Monday, Jul 31, 2000 7:30 PM UTC2000-07-31T19:30:00Zl, M j, Y g:i A T

The anti-child revolt

You people make me sick.

The anti-child revolt

Meet the latest addition to our national roster of victim groups: People without children.

The revolt of the “child-free” has been getting quite a bit of attention, due mainly to the publication of “The Baby Boon: How Family-Friendly America Cheats the Childless” by journalist Elinor Burkett, a manifesto of sorts for this fledgling movement. The premier organization of the “child-free,” called No Kidding!, has grown from two chapters to 47 in five years. Most recently, the anti-child/anti-parent backlash is the subject of a long cover story by Lisa Belkin in last Sunday’s New York Times Magazine.

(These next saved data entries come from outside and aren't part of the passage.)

PR #129, opened 2018-05-24
Introduce the VariantList value type

### LINKED ISSUE #102: New value type: Variant List

stasm:
This PR removes selector-less `SelectExpressions` in favor of `VariantLists` which share the same syntax. Values of `Messages` and `Terms` may now be either `Patterns` or `VariantLists`. Values of `Variants` may only be `VariantLists` if they're defined in another `VariantList`.

Fixes #102.

### DIFF
--- a/syntax/abstract.mjs
+++ b/syntax/abstract.mjs
@@ -36,9 +36,23 @@ export function list_into(Type) {
                     entries
                         .reduce(join_adjacent(FTL.Junk), [])
                         .filter(remove_blank_lines)));
+        case FTL.SelectExpression:
+            return ([selector, variants]) => {
+                let invalid_variants_found = variants.some(
+                    variant => variant.value instanceof FTL.VariantList);
+                if (invalid_variants_found) {
+                    return never(
+                        "VariantLists are only allowed inside of " +
+                        "other VariantLists.");
+                }
+                return always(new Type(selector, variants));
+            };
         case FTL.Term:
             return ([comment, ...args]) =>
                 always(new Type(...args, comment));
+        case FTL.VariantList:
+            return ([variants]) =>
+                always(new Type(variants));
         default:
             return elements =>
                 always(new Type(...elements));
--- a/syntax/grammar.mjs
+++ b/syntax/grammar.mjs
@@ -55,7 +55,7 @@ let Term = defer(() =>
         maybe(inline_space),
         char("="),
         maybe(inline_space),
-        Pattern.abstract,
+        Value.abstract,
         repeat(Attribute).abstract,
         line_end)
     .map(keep_abstract)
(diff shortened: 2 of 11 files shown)


syntax/abstract.mjs
```diff
@@ -36,9 +36,18 @@ export function list_into(Type) {
                     entries
                         .reduce(join_adjacent(FTL.Junk), [])
                         .filter(remove_blank_lines)));
+        case FTL.SelectExpression:
+            return ([selector, variants]) =>
+                variants.some(variant =>
+                    variant.value instanceof FTL.VariantList)
+                    ? never("")
```
Pike: Please add an actual error message here? Maybe `Select expressions can only have patterns or select expressions as values` ?

stasm: Sorry, I missed this after I resolved a conflict with #128.

stasm:
I edited the [Syntax Semantics](https://github.com/projectfluent/fluent/wiki/Syntax-Semantics) wiki page to add rules for validating `VariantLists`. I'll resubmit this PR on Monday.

syntax/grammar.mjs
```diff
@@ -111,19 +111,33 @@ let Attribute = defer(() =>
         maybe(inline_space),
         char("="),
         maybe(inline_space),
-        Pattern.abstract)
+        Value.abstract)
```
Pike: I think we should undo this part, attributes in general don't have an `XAttributeVariantExpression`, independent of Message or Term.

stasm: Good point, thanks. I think #128 will make this easier to add in the future, because the grammar won't need to enumerate each of the possible `X` in `X{Attribute,Variant}Expression`.

stasm: In fact, I could also keep the `Pattern` in `Message`, too. Do you have a preference wrt. checking the values of Messages and Attributes in `grammar` vs. in `abstract`?

Pike: I agree. I think `grammar` would be a good place. That makes the variants for terms stick out more.

test/fixtures/variant_lists.json
```diff
@@ -0,0 +1,225 @@
...
+            },
+            "attributes": [],
+            "comment": null
+        },
+        {
+            "type": "Term",
+            "annotations": [],
+            "id": {
+                "type": "Identifier",
+                "name": "-variant-list-in-term-attr"
```
stasm: This `Term` parsed fine up to the broken `Attribute`. I filed #132 to discuss the desired behavior of the parser in such cases.

test/fixtures/variant_lists.json
```diff
@@ -0,0 +1,225 @@
...
+            "type": "Junk",
+            "annotations": [],
+            "content": "variant-list-in-message =\n    {\n       *[key] Value\n    }\n"
+        },
+        {
+            "type": "Message",
+            "annotations": [],
+            "id": {
+                "type": "Identifier",
+                "name": "variant-list-in-message-attr"
```
stasm: Idem for the `Message` here.

stasm:
I made the changes you requested in a new commit, which I'll squash before landing. `Message` and `Attribtue` values can only be `Patterns` which is enforced in the grammar. This made changes to `abstract` simpler; it only checks `Variant` values inside of `SelectExpressions`.

PR #137, opened 2018-05-30
Initial syntax hightlighting for vim/neovim

zbraniecki:
While waiting for Firefox to recompile I put together some very basic syntax highlighting for vim. It does decent job when looking at .ftl files in `mozilla-central` at least and maybe be a good foundation.

Not sure if you want to handle those in tree or in gist all around or some separate repo, but I think the easiest location would be in this repo so placing it as a PR.

### DIFF
--- a/editors/vim/syntax/fluent.vim
+++ b/editors/vim/syntax/fluent.vim
@@ -1,0 +1,26 @@
+if exists("b:current_syntax")
+    finish
+endif
+
+syntax match fluentComment "\v#.*$"
+syntax match fluentIdentifier "^\v[a-zA-Z-]+" nextgroup=fluentDelimiter
+syntax match fluentDelimiter "\s*=\s*" contained skipnl nextgroup=fluentPattern
+syntax region fluentPattern contained start="" end="\v^(( )@!|( +[\.\[\*\}])@=)" contains=fluentPlaceableExpression
+syntax match fluentAttribute "\v\.[a-zA-Z-]+" nextgroup=fluentDelimiter
+syntax region fluentPlaceableExpression contained matchgroup=fluentPlaceableBraces start=+{+ end=+}+ contains=@fluentExpression
+
+syntax cluster fluentExpression contains=fluentBuiltin,fluentVariantEntry,fluentIdentifierExpression
+
+syntax match fluentBuiltin contained "\v[A-Z]+(\()@="
+syntax match fluentVariantEntry contained "\v\*?\[[a-z]+\]" nextgroup=fluentPattern
+syntax match fluentIdentifierExpression contained "\v[a-zA-Z-]+"
+
+highlight link fluentComment Comment
+highlight link fluentIdentifier Identifier
+highlight link fluentPattern String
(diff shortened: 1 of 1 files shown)


editors/vim/syntax/fluent.vim
```diff
@@ -0,0 +1,26 @@
+if exists("b:current_syntax")
+    finish
+endif
+
+syntax match fluentComment "\v#.*$"
+syntax match fluentIdentifier "^\v[a-zA-Z-]+" nextgroup=fluentDelimiter
```
stasm: Can you make this a bit more like the actual `Identifier` grammar? In particular, allowing digits in non-first position is important for versioned strings.

editors/vim/syntax/fluent.vim
```diff
@@ -0,0 +1,26 @@
...
+syntax match fluentDelimiter "\s*=\s*" contained skipnl nextgroup=fluentPattern
+syntax region fluentPattern contained start="" end="\v^(( )@!|( +[\.\[\*\}])@=)" contains=fluentPlaceableExpression
+syntax match fluentAttribute "\v\.[a-zA-Z-]+" nextgroup=fluentDelimiter
+syntax region fluentPlaceableExpression contained matchgroup=fluentPlaceableBraces start=+{+ end=+}+ contains=@fluentExpression
```
stasm: Can this be simply called `fluentPlaceable`? Also, what's `fluentPlaceableBrace` and where is it used/defined?

editors/vim/syntax/fluent.vim
```diff
@@ -0,0 +1,26 @@
...
+
+syntax cluster fluentExpression contains=fluentBuiltin,fluentVariantEntry,fluentIdentifierExpression
+
+syntax match fluentBuiltin contained "\v[A-Z]+(\()@="
```
stasm: Please call this `fluentFunction`.

editors/vim/syntax/fluent.vim
```diff
@@ -0,0 +1,26 @@
...
+syntax match fluentVariantEntry contained "\v\*?\[[a-z]+\]" nextgroup=fluentPattern
```
stasm: Please call this `fluentVariantKey` and allow digits, too.

editors/vim/syntax/fluent.vim
```diff
@@ -0,0 +1,26 @@
...
+syntax match fluentIdentifierExpression contained "\v[a-zA-Z-]+"
```
stasm: Is this a `MessageReference`? Can you rename it if so, and also add `TermReference` and `VariableReference`? I think these are the most common ones.

Pike:
FWIW, I agree with "own repo". We should also look at how our atom support evolves in parallel (still owe Max feedback).

For fluent, I also find indent scripts interesting, http://psy.swansea.ac.uk/staff/carter/vim/vim_indent.htm has some hints on how to write those.

zbraniecki:
Thanks! Landed as https://github.com/projectfluent/fluent.vim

The angry nonparents believe they are being treated as second-class citizens in a “procreation-obsessed” America. They feel shafted by the tax code, with all the dependent deductions and child-care credits, and by working-parent benefits such as family leave and on-site day care. They gripe about a lot of things: having to pick up the slack for “child-burdened” co-workers; enduring the noise of squalling kids in restaurants; the unfair privilege of parking spaces reserved for pregnant women and parents with babies or toddlers; inappropriate questioning of their choice not to have children.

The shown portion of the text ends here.